Das Taiping Jing spricht sich für einen Sozialstaat aus. Sozialstaatliche Maßnahmen, wie die Verteilung von Besitz von Oben nach Unten, spielen genauso eine Rolle wie das Spenden von Geld und Lebensmitteln für Bedürftige.

Mit Chengfu (承负) bezeichnet das Taiping Jing ein vererbtes Böses. Das Fehlverhalten eines jeden Einzelnen sammelt sich über Generationen hinweg kollektiv an. Jede einzelne Sünde besteht weiter, auch nachdem sie bereits für Jahrzehnte von den Menschen vergessen ist. Sie lässt sich einfach entfernen, sondern addiert sich zu den bisherigen Sünden, bis es zu einem Chengfu-Maximum(Chenfu Zhi Ji 承负之极) kommt.

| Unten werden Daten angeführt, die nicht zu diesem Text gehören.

PR #2676, opened 2022-01-26
Replace calls to ctime() with a safer wrapper.

SadieCat:
This wrapper can handle a much bigger date range on 64-bit platforms and will always return a value instead of NULL on error avoiding a potential crash if the server sends a weird value.

Currently for unrepresentable values it returns "?" (where it would have previously returned NULL and potentially crashed) but I'm open to changing this if a better value can be proposed.

### DIFF
--- a/src/common/util.c
+++ b/src/common/util.c
@@ -1307,6 +1307,49 @@ safe_strcpy (char *dest, const char *src, int bytes_left)
 	}
 }
 
+const char *
+safe_timestr(time_t ts)
+{
+	struct tm *timeinfo;
+	static char timebuf[64];
+
+	errno = 0;
+	timeinfo = localtime (&ts);
+	if (!timeinfo)
+	{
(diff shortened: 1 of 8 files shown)


src/common/util.c
```diff
@@ -1307,6 +1307,49 @@ safe_strcpy (char *dest, const char *src, int bytes_left)
 	}
 }
 
+const char *
+safe_timestr(time_t ts)
```
TingPing, line 1311: Would this be more portable and simple?:

```c
GDateTime *datetime = g_date_time_new_from_unix_utc (ts);
GDateTime *localtime = g_date_time_to_local (datetime);
char *timestr = g_date_time_format (datetime, "...");
g_date_time_unref (datetime);
g_date_time_unref (localtime);
return timestr;
```

It results in allocations but thats fine.

TingPing: Docs: https://developer-old.gnome.org/glib/stable/glib-GDateTime.html

PR #2695, opened 2022-04-18
Add AnonOps in the server list

saberan0n:
Hi, I added AnonOps (irc.anonops.com) in the default list, I also had to add `ignoreinvalid` since not supported by default (and AnonOps use a self-signed certificate).
Have a nice day!


TingPing:
I will not add a network that has self-signed certs.

Issue #2699, opened 2022-04-28
Add options in the installer for taskbar/desktop shortcuts


Felipefpl:
It'd be a nice thing to allow us to choose if in the end of the installation we'd like to create options to:

Add a shortcut on desktop/taskbar/start menu or then add none, it's a small nice feature that is surely missed.

TingPing:
A script can easily move the window to a specific display. I'm not sure it really makes sense as an option.

DjLegolas:
@TingPing @Felipefpl - from what I have seen in the InnoSetup script, there are several points to this:
* the start manu is being created when installing in non-portable mode
* the desktop icon and quick launch are not being created at all
* adding shortcuts to quick launch folder, does not add it to the start bar
what do you think is the best solution for this?
is it a good-enough behavior?

Felipefpl:
The best solution would be the ability to create a shortcut to the 3 places: quick launch/desktop/taskbar, desktop is the main option of course since most of apps create shortcuts for it, ;)

DjLegolas:
It took too long to complete... 🤦‍♂️ 
MS removed in windows 10 the ability of programs to pin themselves to taskbar...

Anyway, can you check the MR @Felipefpl? Try the installer from the artifacts.

Felipefpl:
Thank you for the additions but where are the artifacts? I searched github/hexchat's site and i didnt find anything except the common installer.

DjLegolas:
You can find the installer artifacts in the Windows build test:
https://github.com/hexchat/hexchat/actions/runs/2316542167

Felipefpl:
Thank you for the link, i downloaded, installed it and it worked except it didnt create a shortcut on taskbar, i'm on win7 x64 and i got the x86 version.

DjLegolas:
You have in there 2 installers, one for x86 and one for x64. Make sure you have downloaded the correct one :upside_down_face:
Regarding pinning to taskbar, I'm using a third party utility that should work on win7...
But @TingPing don't want to use it anyway so I'll have to find another way to do it.
Maybe in a later MR, as pinning to taskbar is the very easy.

Felipefpl:
I dont understand why using a 32 bit installer would cause problems, never had this problem with other programs before.

I tried 64 bit installer and it didnt work but this time i clicked on details while installing and i noticed the installer didnt download syspin. That must be the reason that the taskbar's shortcut isnt installed.

PR #2708, opened 2022-05-12
add shortcut options in setup

DjLegolas:
will allow the user to control on which of the shortcuts to create:
* start menu - will now show the relevant window
* desktop
* quick launch
* pin to taskbar - added a program for this (syspin)
    https://www.technosys.net/products/utils/pintotaskbar

on uninstall, all will be removed on uninstall, including `syspin.exe`

closes https://github.com/hexchat/hexchat/issues/2699

### DIFF
--- a/win32/installer/hexchat.iss.tt
+++ b/win32/installer/hexchat.iss.tt
@@ -25,7 +25,7 @@ DefaultDirName={pf64}\HexChat
 DefaultDirName={pf32}\HexChat
 #endif
 DefaultGroupName=HexChat
-DisableProgramGroupPage=yes
+AllowNoIcons=yes
 SolidCompression=yes
 Compression=lzma2/ultra64
 SourceDir=..\rel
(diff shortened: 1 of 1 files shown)


win32/installer/hexchat.iss.tt
```diff
@@ -309,6 +323,9 @@ begin
 #endif
 		DOTNET := 'https://dl.hexchat.net/misc/dotnet_40.exe';
 		SPELL := 'https://dl.hexchat.net/hexchat/HexChat%20Spelling%20Dictionaries%20r2.exe';
+		SYSPIN := 'https://www.technosys.net/download.aspx?file=syspin.exe';
```
TingPing, line 326: I don't want to add a third party executable to our installer unless I really trust it. (Which I do for python.org and microsoft).

TingPing:
Outside of that I want to be clear that all of these options should default off.

win32/installer/hexchat.iss.tt
DjLegolas: Can't argue here.
The only issue is finding another way to do this. From what I have found so far, microsoft removed the easy way to do this programmatically...
I'll try to find another way.
However, if you want, it's possible to merge everything except the pinning to taskbar and try to work on it separately.

DjLegolas:
Ok, will be changed it a later rebase.

win32/installer/hexchat.iss.tt
TingPing: Yes lets keep that feature for another day. Its not super valuable IMO.

DjLegolas: Removed.

DjLegolas:
Sorry for taking so long... Here is an updated installer without `Pin To Taskbar` ability.

Felipefpl:
Thanks for fixing this.

Issue #2726, opened 2022-08-21
fe-gtk: notification_plugin_deinit type mismatch


NexAdn:
The function `int notification_plugin_deinit()` has two differing function signatures,
resulting in a type mismatch.

Version 1 (header file): https://github.com/hexchat/hexchat/blob/d7c6c424e8c078d3e5a28c830ff3f6f62da8b39a/src/fe-gtk/plugin-notification.h#L23

Version 2 (source file): https://github.com/hexchat/hexchat/blob/d7c6c424e8c078d3e5a28c830ff3f6f62da8b39a/src/fe-gtk/plugin-notification.c#L248-L250

Original build output: https://861458.bugs.gentoo.org/attachment.cgi?id=794948

Since the function does not use a hypothetical function argument, it's probably safe to use `int(void)` has function signature.

**To reproduce locally**, just build with `CFLAGS="-flto -Werror=lto-type-mismatch"` and `meson -Dplugin=true`

PR #2727, opened 2022-08-21
notification_plugin_deinit: Set function signature to int(void)

NexAdn:
Previously the function signature was inconsistent throughout
src/fe-gtk/plugin-notification.{h,c}: One file had the signature
int(void), while the other had int(void*). Since this type mismatch
might lead to problems (especially with LTO) and the (possibly provided)
function argument isn't used in the function's definition, this commit
sets int(void) as function signature for both the declaration and
definition of the function.

Fixes: https://github.com/hexchat/hexchat/issues/2726


TingPing:
`void*` is the right one.

NexAdn:
PR updated to use int(void *) as signature.

PR #2729, opened 2022-08-28
  Fix PROTOCTL NAMESX and only send when not using `multi-prefix`.

SadieCat:
This capability is the equivalent of the old protoctl token so there's no need to send the old method if the capability is enabled.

Sünden werden im Taiping Jing mit Krankheit verbunden, die nur durch eine Beichte beseitigt werden können, die ein daoistischer Meister begleitet, der den Kranken befragt und so herauszufinden versucht, welche seiner begangenen Sünden die Krankheit ausgelöst haben könnte.